Member of Parliament
- In office 2009 to 2014
- Preceded by: Raghuveer Singh Koshal
- Succeeded by: Om Birla
- Constituency: Kota

Personal details
- Born: 9 February 1965 (age 61)
- Party: Bharatiya Janata Party (2018–present) Indian National Congress (2009–2018)
- Spouse: Kalpana Devi
- Children: Jaidev Singh
- Parent: Brijraj Singh (father);
- Education: Mayo College, Brown University, Columbia University
- Occupation: Politician

= Ijyaraj Singh =

Indian politician

HH Maharao Ijyaraj Singh (born 9 February 1965) is an Indian politician and a titular monarch.

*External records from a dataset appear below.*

PR #1264, opened 2022-07-01
Refine fast jit backend translation of IR lookupswitch

wenyongh:
If the branches of lookupswitch is relatively big, lookup the dst
label address to jump from the address table but not compare
the value of branch one by one.

### DIFF
--- a/core/iwasm/fast-jit/cg/x86-64/jit_codegen_x86_64.cpp
+++ b/core/iwasm/fast-jit/cg/x86-64/jit_codegen_x86_64.cpp
@@ -278,8 +278,10 @@ local_log2l(uint64 data)
 
 /* Jmp type */
 typedef enum JmpType {
-    JMP_DST_LABEL,     /* jmp to dst label */
-    JMP_END_OF_CALLBC, /* jmp to end of CALLBC */
+    JMP_DST_LABEL_REL,     /* jmp to dst label with relative addr */
+    JMP_DST_LABEL_ABS,     /* jmp to dst label with absolute addr */
+    JMP_END_OF_CALLBC,     /* jmp to end of CALLBC */
+    JMP_LOOKUPSWITCH_BASE, /* LookupSwitch table base addr */
 } JmpType;
 
 /**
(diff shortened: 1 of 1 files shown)


core/iwasm/fast-jit/cg/x86-64/jit_codegen_x86_64.cpp
```diff
@@ -5432,33 +5434,96 @@ lookupswitch_r(JitCompContext *cc, x86::Assembler &a, bh_list *jmp_info_list,
...
+                GOTO_FAIL;
+
+            node->type = JMP_DST_LABEL_REL;
+            node->label_src = label_src;
+            node->dst_info.label_dst = jit_reg_no(opnd->match_pairs[i].target);
+            node->offset = a.code()->sectionById(0)->buffer().size() + 2;
+            bh_list_insert(jmp_info_list, node);
+
+            imm.setValue(INT32_MAX);
+            a.je(imm);
```
lum1n0us, line 5460: in another PR, after `je` to `INT32_MAX`, there is an error checking. Do we need it here?

wenyongh: It is because that I don't want to write offset to the invalid place when asmjit error occurs. Normally we check the asm error in jit_codegen_gen_native, after generating machine code for each INSN, in other place, we can skip the check to reduce the footprint.

lum1n0us: but if the error was raised, https://github.com/bytecodealliance/wasm-micro-runtime/blob/7b72af3d618fe24027854d68309ab990cc0ad62b/core/iwasm/fast-jit/cg/x86-64/jit_codegen_x86_64.cpp#L6513 will be triggered?

wenyongh: Yes, it will be triggered, in the beginning of jit_codegen_gen_native, we set the error handler of code buffer:
https://github.com/bytecodealliance/wasm-micro-runtime/blob/7b72af3d618fe24027854d68309ab990cc0ad62b/core/iwasm/fast-jit/cg/x86-64/jit_codegen_x86_64.cpp#L6049-L6051

And the JitErrorHandler is defined here:
https://github.com/bytecodealliance/wasm-micro-runtime/blob/7b72af3d618fe24027854d68309ab990cc0ad62b/core/iwasm/fast-jit/cg/x86-64/jit_codegen_x86_64.cpp#L221-L234

PR #1265, opened 2022-07-01
Szadys

sophia-szady:


wenyongh:
@sophia-szady Thanks for uploading the PR! Not sure what is the purpose of the samples?
And could you please remove the unused files, e.g. the unnecessary CMake files, and the binary files?

loganek:
@sophia-szady looks like this PR got stuck and there was no progress on that since last year. Do you think we should close it? @wenyongh any thoughts on that?

wenyongh:
@loganek Yes, there wasn't update for a long time, let's close this PR. @sophia-szady if there is new update, please re-open this PR or create another PR, thanks.

PR #1267, opened 2022-07-05
Refine fast jit frontend: merge cmp and if/br_if

wenyongh:
Merge below INSNs translated by wasm opcodes `cmp + if` or `cmp + br_if`:
    CMP, SELECTcc, CMP, Bcc
into
    CMP, Bcc
So as to reduce the instructions

### DIFF
--- a/core/iwasm/fast-jit/cg/x86-64/jit_codegen_x86_64.cpp
+++ b/core/iwasm/fast-jit/cg/x86-64/jit_codegen_x86_64.cpp
@@ -381,7 +381,7 @@ cmp_r_and_jmp_label(JitCompContext *cc, x86::Assembler &a,
 
     bool fp_cmp = cc->last_cmp_on_fp;
 
-    bh_assert(!fp_cmp || (fp_cmp && (op == GES)));
+    bh_assert(!fp_cmp || (fp_cmp && (op == GTS || op == GES)));
 
     switch (op) {
         case EQ:
@@ -396,7 +396,10 @@ cmp_r_and_jmp_label(JitCompContext *cc, x86::Assembler &a,
         }
         case GTS:
         {
-            a.jg(imm);
+            if (fp_cmp)
+                a.ja(imm);
+            else
+                a.jg(imm);
             break;
         }
         case LES:
@@ -5149,8 +5152,7 @@ cmp_r_and_jmp_relative(JitCompContext *cc, x86::Assembler &a, COND_OP op,
                        int32 offset)
 {
     Imm target(INT32_MAX);
-    char *stream = (char *)a.code()->sectionById(0)->buffer().data()
-                   + a.code()->sectionById(0)->buffer().size();
+    char *stream;
     bool fp_cmp = cc->last_cmp_on_fp;
 
     bh_assert(!fp_cmp || (fp_cmp && (op == GTS || op == GES)));
@@ -5223,8 +5225,14 @@ cmp_r_and_jmp_relative(JitCompContext *cc, x86::Assembler &a, COND_OP op,
         }
     }
 
-    /* The offset written by asmjit is always 0, we patch it again */
-    *(int32 *)(stream + 2) = offset;
+    JitErrorHandler *err_handler = (JitErrorHandler *)a.code()->errorHandler();
+
+    if (!err_handler->err) {
+        /* The offset written by asmjit is always 0, we patch it again */
+        stream = (char *)a.code()->sectionById(0)->buffer().data()
+                 + a.code()->sectionById(0)->buffer().size() - 6;
+        *(int32 *)(stream + 2) = offset;
+    }
     return true;
 }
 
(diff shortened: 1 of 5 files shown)


core/iwasm/fast-jit/fe/jit_emit_control.c
```diff
@@ -164,9 +164,40 @@ load_block_results(JitCompContext *cc, JitBlock *block)
...
+static void
+get_last_cmp_and_selectcc(JitCompContext *cc, JitReg cond, JitInsn **p_insn_cmp,
+                          JitInsn **p_insn_select)
+{
+    JitInsn *insn = jit_basic_block_last_insn(cc->cur_basic_block);
+
+    if (insn && insn->prev && insn->prev->opcode == JIT_OP_CMP
+        && insn->opcode >= JIT_OP_SELECTEQ && insn->opcode <= JIT_OP_SELECTLEU
+        && *jit_insn_opnd(insn, 0) == cond
+        && jit_reg_is_i32_const(cc, *jit_insn_opnd(insn, 2), 1)
```
lum1n0us, line 190: what if there are *i64* in `SELECTcc` ?

core/iwasm/fast-jit/fe/jit_emit_control.c
```diff
@@ -601,7 +655,7 @@ bool
 jit_compile_op_block(JitCompContext *cc, uint8 **p_frame_ip,
                      uint8 *frame_ip_end, uint32 label_type, uint32 param_count,
                      uint8 *param_types, uint32 result_count,
-                     uint8 *result_types)
+                     uint8 *result_types, bool merge_cmp_and_if)
```
lum1n0us, line 658: I thought the merge action is by default. Why need to disable it ?

core/iwasm/fast-jit/fe/jit_emit_control.c
```diff
@@ -227,11 +264,26 @@ push_jit_block_to_stack_and_pass_params(JitCompContext *cc, JitBlock *block,
         }
         else {
             /* IF block with condition br insn */
-            if (!GEN_INSN(CMP, cc->cmp_reg, cond, NEW_CONST(I32, 0))
-                || !(insn = GEN_INSN(BNE, cc->cmp_reg,
-                                     jit_basic_block_label(basic_block), 0))) {
-                jit_set_last_error(cc, "generate cond br failed");
-                goto fail;
+            if (insn_select && insn_cmp) {
```
lum1n0us, line 267: I thought `get_last_cmp_and_selectcc` will do the optimization. So, what does this `if(){}` do?

core/iwasm/fast-jit/fe/jit_emit_control.c
wenyongh: For the float/double comparison opcodes, we might translate them into calling native function instead, but not `CMP + SELECTcc`

core/iwasm/fast-jit/fe/jit_emit_control.c
wenyongh: get_last_cmp_and_selectcc just returns insn_select and insn_cmp found, here we replace insn_select with Bcc.

core/iwasm/fast-jit/fe/jit_emit_control.c
lum1n0us: Got it. Even i64 comparison would return i32 value

core/iwasm/fast-jit/cg/x86-64/jit_codegen_x86_64.cpp
```diff
@@ -5223,8 +5225,14 @@ cmp_r_and_jmp_relative(JitCompContext *cc, x86::Assembler &a, COND_OP op,
...
-    /* The offset written by asmjit is always 0, we patch it again */
-    *(int32 *)(stream + 2) = offset;
+    JitErrorHandler *err_handler = (JitErrorHandler *)a.code()->errorHandler();
+
+    if (!err_handler->err) {
+        /* The offset written by asmjit is always 0, we patch it again */
+        stream = (char *)a.code()->sectionById(0)->buffer().data()
+                 + a.code()->sectionById(0)->buffer().size() - 6;
+        *(int32 *)(stream + 2) = offset;
+    }
```
lum1n0us, line 5235: add a `else` branch to handle error?

core/iwasm/fast-jit/cg/x86-64/jit_codegen_x86_64.cpp
```diff
@@ -5302,24 +5310,30 @@ lower_select(JitCompContext *cc, x86::Assembler &a, COND_OP op, JitReg r0,
...
+#define JMP_TO_LABEL(label_dst, label_src)                                 \
+    do {                                                                   \
+        if (label_is_ahead(cc, label_dst, label_src)) {                    \
+            JitErrorHandler *err_handler =                                 \
+                (JitErrorHandler *)a.code()->errorHandler();               \
+            int32 _offset;                                                 \
+            char *stream;                                                  \
+            Imm imm(INT32_MAX);                                            \
+            a.jmp(imm);                                                    \
+            if (!err_handler->err) {                                       \
```
lum1n0us, line 5322: What kind of scenario would lead to the error? L5322 and L5332 seem to suggest both situations are acceptable.

core/iwasm/fast-jit/fe/jit_emit_control.c
lum1n0us: In that case, shall we tell that by checking `JIT_REG_KIND_XXX`?

core/iwasm/fast-jit/cg/x86-64/jit_codegen_x86_64.cpp
wenyongh: The error is handled in jit_codegen_gen_native, after generation machine code for each INSN, seem no need to handle it here?
```C
            if (err_handler.err) {
                jit_set_last_error_v(cc,
                                     "failed to generate native code for JIT "
                                     "opcode 0x%02x, ErrorCode is %u",
                                     insn->opcode, err_handler.err);
                GOTO_FAIL;
            }
```

core/iwasm/fast-jit/cg/x86-64/jit_codegen_x86_64.cpp
wenyongh: a.jmp(imm) may return error. The asmjit might calls re-alloc the memory of its code buffer, I tested cases with valgrind, and found that it sometimes reported that `*(int32 *)(stream + 2) = _offset` writes the old/obsolete memory before re-alloc, so I refactored the code. Another issue is that if a.jmp fails, we will write offset the invalid place.

lum1n0us:
LGTM

PR #1270, opened 2022-07-06
Fix verification of addresses in the address pool

loganek:
The existing validation didn't work as expected; e.g. for address
pool: 8.8.8.8/24 the application had access to the 127.0.0.1 address (which
should not).

### DIFF
--- a/core/iwasm/libraries/libc-wasi/sandboxed-system-primitives/src/posix.c
+++ b/core/iwasm/libraries/libc-wasi/sandboxed-system-primitives/src/posix.c
@@ -3270,7 +3270,19 @@ compare_address(const struct addr_pool *addr_pool_entry, const char *addr)
         return false;
     }
 
-    uint32 mask = addr_pool_entry->mask;
+    const uint32 max_mask_value = 32;
+    /* no support for invalid mask values */
+    if (addr_pool_entry->mask > max_mask_value) {
+        return false;
+    }
+
+    /* convert mask number into 32-bit mask value, i.e. mask /24 will be
+    converted to 4294967040 (binary: 11111111 11111111 11111111 00000000) */
+    uint32 mask = 0;
+    for (int i = 0; i < addr_pool_entry->mask; i++) {
+        mask |= 1 << (max_mask_value - 1 - i);
+    }
+
     uint32 first_address = address & mask;
     uint32 last_address = address | (~mask);
     return first_address <= target && target <= last_address;


core/iwasm/libraries/libc-wasi/sandboxed-system-primitives/src/posix.c
```diff
@@ -3270,7 +3270,11 @@ compare_address(const struct addr_pool *addr_pool_entry, const char *addr)
         return false;
     }
 
-    uint32 mask = addr_pool_entry->mask;
+    uint32 mask = 0;
+    for (int i = 0; i < addr_pool_entry->mask; i++) {
+        mask |= 1 << (31 - i);
```
lum1n0us, line 3275: nice catch. Would u mind adding protection about `i < 32`?

loganek: I updated the code. We have 2 options either truncating the number (`min(32, addr_pool_entry->mask)`) or rejecting invalid values. I've chosen thee latter as I thought is more natural in that case and I think it's aligned with the behavior when the ip address is invalid. Let me know if you prefer truncation, I don't mind changing that.

core/iwasm/libraries/libc-wasi/sandboxed-system-primitives/src/posix.c
```diff
@@ -3270,7 +3270,19 @@ compare_address(const struct addr_pool *addr_pool_entry, const char *addr)
...
+    /* no support for invalid mask values */
+    if (addr_pool_entry->mask > max_mask_value) {
+        return false;
+    }
+
+    /* convert mask number into 32-bit mask value, i.e. mask /24 will be
+    converted to 4294967040 (binary: 11111111 11111111 11111111 00000000) */
+    uint32 mask = 0;
+    for (int i = 0; i < addr_pool_entry->mask; i++) {
+        mask |= 1 << (max_mask_value - 1 - i);
```
lum1n0us, line 3283: It doesn't feel right. `mask` is used to identify the subnetwork. `first_address` is the first value in the subnetwork which should end with a 0, `last_address` is the last value in the range.

For example:
/0   --> 0xFFFF FFFF 
/1   --> 0xFFFF FFFE
/2   --> 0xFFFF FFFC
/24 --> 0xFF00 0000 
/31 --> 0x8000 0000
/32 --> 0x0, actually it is used for broadcast

lum1n0us: you are right. `mask` should be the amount number of `1` of the subnet address.

PR #1277, opened 2022-07-08
Add spec tests on OSX

lum1n0us:
Can't make a simple modification to resolve the issue of accidentally meeting "EOF" on MacOS. Has to

- Upgrade test scripts to python3
- Use a new `TTYRunner` on MacOS
- Abandon parallel running on MacOS

The left problem is pretty much. The time consumption on MacOS is super long. It will take *1.75 - 2 hours* 😮  per workflow.

### DIFF
--- a/tests/wamr-test-suites/spec-test-script/runtest.py
+++ b/tests/wamr-test-suites/spec-test-script/runtest.py
@@ -17,6 +17,8 @@ import struct
 import math
 import traceback
 
+from tty_runner import TTYRunner
+
 IS_PY_3 = sys.version_info[0] == 3
 
 test_aot = False
@@ -54,6 +56,10 @@ if platform.system().find("CYGWIN_NT") >= 0:
 else:
     sep = "\r\n"
 rundir = None
+
+def create_a_runner(cmd, no_pty=False):
+    # return TTYRunner(cmd) if sys.platform == "darwin" else Runner(cmd, no_pty)
+    return TTYRunner(cmd)
 
 class Runner():
     def __init__(self, args, no_pty=False):
@@ -148,7 +154,8 @@ class Runner():
                 self.stdout.close()
             self.stdin = None
             self.stdout = None
-            sys.exc_clear()
+            if not IS_PY_3:
+                sys.exc_clear()
 
 def assert_prompt(runner, prompts, timeout, is_need_execute_result):
     # Wait for the initial prompt
@@ -233,6 +240,9 @@ PY_SKIP_TESTS = (
         # endianness
         '.const 0x1.fff' )
 
+# TODO: replace it with shlex.shlex.
+# we should not check malformed in this script, and should leave it to
+# the wast2wasm program or the interpter
 def read_forms(string):
     forms = []
     form = ""
@@ -619,8 +629,8 @@ def value_comparison(out, expected):
     if not expected:
         return False
 
-    assert(':' in out), "out should be in a form likes numbers:type, but {}".format(out)
-    assert(':' in expected), "expected should be in a form likes numbers:type, but {}".format(expected)
+    assert(':' in out), "out should be in a form likes numbers:type, but {}".format(out.encode('utf-8'))
+    assert(':' in expected), "expected should be in a form likes numbers:type, but {}".format(expected.encode('utf-8'))
 
     if 'v128' in out:
         return vector_value_comparison(out, expected)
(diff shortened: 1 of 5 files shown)


tests/wamr-test-suites/spec-test-script/runtest.py
```diff
@@ -1122,11 +1135,24 @@ def test_assert_with_exception(form, wast_tempfile, wasm_tempfile, aot_tempfile,
...
+                    print("==>s: {}".format(s))
                     while s:
                         res = re.match("[^\"]*\"([^\"]*)\"(.*)", s, re.DOTALL)
-                        f.write(res.group(1).replace("\\", "\\x").decode("string_escape"))
+                        binary_module = res.group(1)
+
+                        print("==>1. SZ:{} binary_module: \"{}\"".format(len(binary_module), binary_module))
+                        if IS_PY_3:
+                            binary_module = binary_module.replace("\\", "\\x").encode("raw_unicode_escape").decode("unicode_escape")
+                            binary_module = binary_module.encode("latin-1")
```
yamt, line 1145: maybe it's simpler to use codecs.escape_decode
```
import codecs

b = binary_module.replace("\\", "\\x")
(binary_module, _) = codecs.escape_decode(b)
```

tests/wamr-test-suites/spec-test-script/runtest.py
```diff
@@ -148,7 +154,8 @@ def cleanup(self):
                 self.stdout.close()
             self.stdin = None
             self.stdout = None
-            sys.exc_clear()
+            if not IS_PY_3:
+                sys.exc_clear()
```
yamt, line 157: is it worth keeping py2 case?
we already use python3 for all.py.

yamt:
> Abandon parallel running on MacOS

why?

tests/wamr-test-suites/spec-test-script/runtest.py
lum1n0us: Would you mind sharing your local modification about py2->py3?

lum1n0us:
> > Abandon parallel running on MacOS
> 
> why?

`mp` doesn't show enough stability on our OSX machine. How about yours?

tests/wamr-test-suites/spec-test-script/runtest.py
lum1n0us: thanks. It works. 
But I can not make sure it is a standard function of codecs because I just can't locate `codecs.escape_decode` in [python3.7](https://docs.python.org/3.7/library/codecs.html), [python 3.8](https://docs.python.org/fr/3.8/library/codecs.html), [python 3.10](https://docs.python.org/3.10/library/codecs.html#module-codecs). But I did try `"escape_decode" in dir(codecs)` and got a `True`. 

Would you mind helping to make sure of it?

yamt: it seems that it's undocumented. i didn't know that.
maybe it's better to stick with documented methods.

tests/wamr-test-suites/spec-test-script/runtest.py
yamt: i was talking about eg. https://github.com/bytecodealliance/wasm-micro-runtime/blob/9d689b3a22d3ccd341393b5f76a071c89879371e/tests/wamr-test-suites/test_wamr.sh#L394
not local modification.

yamt:
> > > Abandon parallel running on MacOS
> > 
> > 
> > why?
> 
> `mp` doesn't show enough stability on our OSX machine. How about yours?

i vaguely remember that it used to work before. but i haven't tried recently.

tests/wamr-test-suites/spec-test-script/runtest.py
lum1n0us: For now, `runtest.py` is running under python2.7

yamt: > For now, `runtest.py` is running under python2.7

yes.
but this PR is making it compatible with py3, isn't it?
my suggestion is to drop py2 support as it would be simpler.
but if you want to keep it for now, it's fine.

yamt:
i'm using a local ad-hoc py3 mod to run runtest.py on macos. (as python2 is not available here)
as the changes in this PR looks more complete, i hope it lands sooner.

PR #1279, opened 2022-07-08
Fix an issue about calling imported functions in a wrong exec_env

lum1n0us:
Sub-modules and the main module should use their own exec_env.

In a reported case, the sub-module had a different aux_stack size with
the main module. And the main module called an imported function in the
main module exec_env. And when the sub-module function sets aux_stack
top, it hitted the aux_stack_bottom and lead the error.

### DIFF
--- a/core/iwasm/interpreter/wasm_interp_classic.c
+++ b/core/iwasm/interpreter/wasm_interp_classic.c
@@ -858,6 +858,9 @@ wasm_interp_call_func_import(WASMModuleInstance *module_inst,
     WASMFunctionImport *func_import = cur_func->u.func_import;
     uint8 *ip = prev_frame->ip;
     char buf[128];
+    WASMExecEnv *sub_module_exec_env = NULL;
+    uint32 aux_stack_origin_boundary = 0;
+    uint32 aux_stack_origin_bottom = 0;
 
     if (!sub_func_inst) {
         snprintf(buf, sizeof(buf),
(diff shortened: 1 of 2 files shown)


core/iwasm/interpreter/wasm_interp_classic.c
```diff
@@ -871,17 +872,18 @@ wasm_interp_call_func_import(WASMModuleInstance *module_inst,
...
+        return;
+    }
 
-    /* call function of sub-module*/
-    wasm_interp_call_func_bytecode(sub_module_inst, exec_env, sub_func_inst,
-                                   prev_frame);
+    wasm_interp_call_func_bytecode(sub_module_inst, sub_module_exec_env,
+                                   sub_func_inst, prev_frame);
 
     /* restore ip and module_inst */
```
wenyongh, line 885: Had better change comment to `/* restore ip */`

core/iwasm/interpreter/wasm_interp_fast.c
```diff
@@ -936,17 +937,18 @@ wasm_interp_call_func_import(WASMModuleInstance *module_inst,
...
+        return;
+    }
 
-    /* call function of sub-module*/
-    wasm_interp_call_func_bytecode(sub_module_inst, exec_env, sub_func_inst,
-                                   prev_frame);
+    wasm_interp_call_func_bytecode(sub_module_inst, sub_module_exec_env,
+                                   sub_func_inst, prev_frame);
 
     /* restore ip and module_inst */
```
wenyongh, line 950: Same as above

lum1n0us:
Missing the point that "has to copy parameters and copy returns from the preivous `exec_env` to the current `exec_env` if using two `exec_env`". Now I understood the reason why we used one `exec_env` before.

Does it exist a simple solution for this multiple module case?

wenyongh:
> Missing the point that "has to copy parameters and copy returns from the preivous `exec_env` to the current `exec_env` if using two `exec_env`". Now I understood the reason why we used one `exec_env` before.
> 
> Does it exist a simple solution for this multiple module case?

Yes, the function arguments are stored in prev_frame's next frame, or its outs_area, we can copy them to a buffer, and then call wasm_interp_call_wasm with the buffer, which also returns the results. And after call, we can copy the results from buffer to prev_frame->sp from the buffer.

Here is a rough sample:
[multi_module.zip](https://github.com/bytecodealliance/wasm-micro-runtime/files/9079220/multi_module.zip)

core/iwasm/interpreter/wasm_interp_classic.c
```diff
@@ -1633,11 +1633,28 @@ wasm_interp_call_func_bytecode(WASMModuleInstance *module,
                 global = globals + global_idx;
                 global_addr = get_global_addr(global_data, global);
                 aux_stack_top = *(uint32 *)(frame_sp - 1);
-                if (aux_stack_top <= exec_env->aux_stack_boundary.boundary) {
+                if (
+/* clang-format off */
+#if WASM_ENABLE_MULTI_MODULE != 0
+                    aux_stack_top <= module->module->aux_stack_bottom
+                                         - module->module->aux_stack_size
```
wenyongh, line 1640: Had better not use aux_stack_size directly, in multi-thread, the aux stack is divided into many sub areas according to the setting of max thread num.

lum1n0us: SO, which is better? 

Multiple modules in varients `exec_env` and stacks or multiple modules in one `exec_env`

wenyongh: My opinion is the first one is better, refer to the patch I uploaded, just like calling a normal wasm function from native/host.

core/iwasm/interpreter/wasm_interp_classic.c
```diff
@@ -871,17 +874,35 @@ wasm_interp_call_func_import(WASMModuleInstance *module_inst,
...
 
-    /* replace exec_env's module_inst with sub_module_inst so we can
-       call it */
+    /* Switch exec_env but keep using the same one by replacing necessary
+     * variables */
+    sub_module_exec_env = wasm_runtime_get_exec_env_singleton(
+        (WASMModuleInstanceCommon *)sub_module_inst);
+    if (!sub_module_exec_env) {
+        wasm_set_exception(module_inst, "create singleton exec_env failed");
+        return;
```
wenyongh, line 883: Can we put L873-L875 `prev_frame->ip = NULL;`  after L 885, or here restore the `prev_frame->ip` before return? So that it isn't changed when exception is thrown, if exception handling is enabled, `prev_frame->ip` might be used after handling the exception.

core/iwasm/interpreter/wasm_interp_fast.c
```diff
@@ -936,17 +939,35 @@ wasm_interp_call_func_import(WASMModuleInstance *module_inst,
...
 
-    /* replace exec_env's module_inst with sub_module_inst so we can
-       call it */
+    /* Switch exec_env but keep using the same one by replacing necessary
+     * variables */
+    sub_module_exec_env = wasm_runtime_get_exec_env_singleton(
+        (WASMModuleInstanceCommon *)sub_module_inst);
+    if (!sub_module_exec_env) {
+        wasm_set_exception(module_inst, "create singleton exec_env failed");
+        return;
```
wenyongh, line 948: Same as above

He was the member of parliament representing the Kota constituency in the Lok Sabha. He is a member of the Kota royal Rajput family who were the rulers of the erstwhile state of Kotah during the British Raj. Singh contested and won his seat in the 2009 Lok Sabha elections, on the ticket of the Indian National Congress, defeating Shyam Sharma of the Bharatiya Janata Party. In 2018, he joined the BJP and his wife Maharani Kalpana Devi (politician) contested and won her seat of Ladpura (Kota) in the Legislative Assembly of Rajasthan.

On 29 January 2022, he succeeded his father as the titular Maharao of Kotah.